◆ **Description of the task**: Below are some records. Pull every line that contains the word "connects".

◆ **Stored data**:
§
PR #1117, opened 2024-11-25
fix: change only minotari node to stop on error 114

stringhandler:
This exit was added so that we can detect when the base node stops on error 114 so that we can delete the previous database and resync. However, the GPU miner would exit with a weird error code and then it would not be restarted.


brianp (approved):
LGTM

Tas4tari:
Tested on Windows 11, by going to task manager, ending minotari processes and confirming it restarts immediately on app version 0.8.2 
If I tested this incorrectly please let me know

Issue #819, opened 2024-10-11
0.5.18: Windows: Starting up the program and checking if it connects with tor enabled and then with tcp enabled is not working


Tas4tari:
**Describe the bug**
As a user I find when I install the app, disable Tor, close the app, delete the node file and restart, I get stuck at `connecting network peers` for the past 35+ minutes. 
**Additional info:**
I checked on com.tari.universe and the node file had been addded again

**To Reproduce**
Test Starting up the program and checking if it connects with tor enabled and then with tcp enabled:

1. User should have Tari Universe installed on their computer
2. User should have Tari Univers open
3. Click on the Settings icon
4. Go to Experimental Settings
5. Scroll down to the Tor toggle
6. User should see the Use Tor toggle on by default
7. User should be able to toggle the Use Tor toggle on/off
8. When Tor is toggled off, confirm the app asks the user to restart
9. User should say no and close the app
10. Go to com.tari.universe and delete the node data folder: Windows: AppData\Local\node & Mac: Application Support\node
11. User should restart the app
12. Confirm the user is connected to the Tari network and the chain resyncs

**Expected behavior**
On restart of the app, user should be be connected to the Tari network, the chain resynces and the user should be able to mine.

**Screenshots**
![Screenshot (53)](https://github.com/user-attachments/assets/219bdb91-6f04-4c33-929b-add59d1abb32)

**Desktop (please complete the following information):**
 - Aspire A315-59
 - Windows 11, version 23H2

Tas4tari:
This is still an issue on 0.5.22

Tas4tari:
This is still an issue on 0.5.24

Tas4tari:
Tested on NextNet: version: 0.5.25 and this is still an issue

Tas4tari:
Tested on NextNet version 0.5.27 and this is still an issue

Tas4tari:
Tested on v0.5.28 and issue is still prevalent

Anziskavds:
When a user toggled Tor off and clicked cancel on the restart pop up and manually restarted the miner, on start up the user received a critical error pop up message. I clicked on the close Tari universe button and tried to open Tari Universe again but I got stuck on 43%. I needed to force quite Tari Universe and set Tor to true on visual studio to get Tari Universe up and running again. This is on a MacBook Air 13 inch M1 2020 on Testnet v0.5.28

mmrrnn:
Related to #874

Anziskavds:
[...]

PR #1118, opened 2024-11-25
fix: when using tcp, use tcp seeds

brianp:
Description
---
When not using tor, use the ip4, and ip6 DNS seed addresses.
Additionally, when the method of connection is changed clear out the peer databases to ensure no wasted efforts on connection types we don't support.

Fixes: #819 

Motivation and Context
---
Currently, our dns entry for seed nodes is overpopulated and can't be read by some ISP's due to the size of the txt records and timeouts.

This makes it nearly impossible to put seeds in for tor, ip4, and ip6 with enough for all. We have now separated out the addresses.
`seeds.esmeralda.tari.com` - with a mixture
`tor.seeds.esmeralda.tari.com` - with only tor addresses
`ip4.seeds.esmeralda.tari.com` - with only ip4 addresses
`ip6.seeds.esmeralda.tari.com` - with only ip6 addresses

When not connecting through tor, use the correct DNS address for seeds.

How Has This Been Tested?
---
Manually

Testing Instructions
---
- Start the application
- Turn off TOR
- See that you can still connect to the Tari network on restart


brianp:
Putting the issue on hold until Devops can propagate the changes to nextnet DNS. /cc @leet4tari

Misieq01 (approved):
Looks good to me

Issue #1121, opened 2024-11-26
Custom mining sliders go transparent while saving when mining


brianp:
**Describe the bug**
The circles denoting where the custom slider selection is set to transparent while saving while the miner is running.

**To Reproduce**
1. Turn the miner on Ludicrous (machine must be mining for it to occur)
2. Go to Custom mining settings
3. Change the settings
4. Select "Save Changes"
5. See the circles go transparent while applying the save

**Expected behavior**
Circles should not go transparent

**Screenshots**
![image](https://github.com/user-attachments/assets/0980919b-8bf5-4948-a050-fb79f4e610de)

https://github.com/user-attachments/assets/a5d8d7f2-9555-4c19-bcaf-9bcf3672c56c

**Desktop (please complete the following information):**
 - Mac OS & Windows

Tas4tari:
Tested successfully on Windows 11, app version 0.8.2

PR #1124, opened 2024-11-26
fix(ui): slider disabled styling

shanimal08:
Description
---

- fixed slider's thumb styling so that isn't all a lighter opacity when `disabled` (`isLoading`) - only lighten the border
- also added a helper to get a "safe" value based on the range slider steps, because i noticed the GPU threads initial value was an odd number, and i could slide to an odd number,  but that should only increment in steps of two

Motivation and Context
---

- resolves https://github.com/tari-project/universe/issues/1121

How Has This Been Tested?
---

- locally:

https://github.com/user-attachments/assets/e40c6653-d74e-4083-a3e5-5592e576800b

---
1. see ticket
2. see that GPU settings can't set to an odd number


Tas4tari:
Tested successfully on Windows 11, app version 0.8.2

Issue #1123, opened 2024-11-26
Improve your Experience toggle is always displayed


brianp:
**Describe the bug**
The analytics toggle to "Improve your Experience" is always displayed. 

This should only be presented on initial startup, and then can be found in the settings if the user would like to switch it off.

<img width="537" alt="image" src="https://github.com/user-attachments/assets/10d9fb9f-f339-41f3-b49f-395c5dbf3dce">

Issue #1114, opened 2024-11-24
Add app anon id under advanced settings


metalaureate:
**Describe the bug**
Currently, users who need their Miner Anon ID for community projects (e.g., Discord bots tracking on-chain activity) must locate this information in app_config. To improve accessibility and support third-party integrations, we should expose this ID in Advanced Settings.
Rationale:

At least one community project has already requested this feature
We anticipate more community projects will need this information
The ID is frequently needed for technical support

brianp:
We will add a read-only and copyable display of the anon id to the General settings pane.

PR #1128, opened 2024-11-26
fix(ui): permissions on intro & updated settings with anon id

shanimal08:
Description
---
- add `created_at` field to app_config to check if it's the first ever run of the app or not (to hide permissions toggle on the Intro screens on subsequent runs)
- added Application Information settings section in General Settings to display the `anon_id` which can be copied
- tightened up General Settings styling a little

Motivation and Context
---
resolves:
- https://github.com/tari-project/universe/issues/1123
- https://github.com/tari-project/universe/issues/1114

How Has This Been Tested?
---

- locally:

https://github.com/user-attachments/assets/410b1168-d926-4fde-b8a2-3aa346fed434

---

re. #1123:

- reset everything/remove app_config and start app - should show permissions toggle on the intro screens
- on any runs after that (not after reset) it shouldn't show on intro screens

re. #1114:

- your app anon_id should be viewable and copy-able(?) from general settings


src/containers/floating/Settings/sections/general/AppDataSettings.tsx
```diff
@@ -0,0 +1,33 @@
...
+    return (
+        <>
+            <SettingsGroupTitle>
+                <Typography variant="h6">{t('application-info')}</Typography>
+            </SettingsGroupTitle>
+            {anon_id && (
+                <SettingsGroupContent>
+                    <Stack direction="row" alignItems="center" justifyContent="flex-start">
+                        {/* eslint-disable-next-line i18next/no-literal-string */}
+                        <Typography variant="p">Anon ID: {anon_id}</Typography>
```
shanimal08, line 24: disabled string check because anon_id is a field name we don't translate, but LMK if that should also be translated

PR #1133, opened 2024-11-27
feat: solve long shutdowns

### LINKED ISSUE #980: Quitting the app before it has finished sync'ing hangs the app on Mac
**Describe the bug**
Wait for 30% then quit--app hangs.

### LINKED ISSUE #1119: closing laptop for some hours and then reopening puts Universe in bad state
**Describe the bug**
Close laptop, wait a few hours. Open--Universe won't stop mining. Closing the app hangs, have to force close.

Misieq01:
Fixes #980 
Fixes #1119  (probably)

### [ Summary ]
- Adjusted `stop_all_miners` methods
- Prevent starting up processes when shutdown is triggered
- exposed is_running methods for all binaries
- add is_pid_file exists metods for all binaries
- fix shutting down screen display


brianp:
I am going to merge this. But I think we might have lost the "Shutting down..." screen when I merged main. I see it briefly but it goes away quite quickly even when the window stays open. So if you can take a look, and see if that's fixable and open another PR it would be appreciated.

PR #1135, opened 2024-11-27
Socket changes

PanchoBubble:


src/hooks/airdrop/useWebsocket.ts
```diff
@@ -7,6 +7,8 @@ import { invoke } from '@tauri-apps/api/tauri';
 
 let socket: ReturnType<typeof io> | null;
 
+const NETWORK = 'esmeralda';
```
brianp, line 10: That's not going to work on nextnet

PanchoBubble: Hey yeah this is for testing purposes won't go live yet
§
◆ **Answer below**:
0.5.18: Windows: Starting up the program and checking if it connects with tor enabled and then with tcp enabled is not working
Test Starting up the program and checking if it connects with tor enabled and then with tcp enabled:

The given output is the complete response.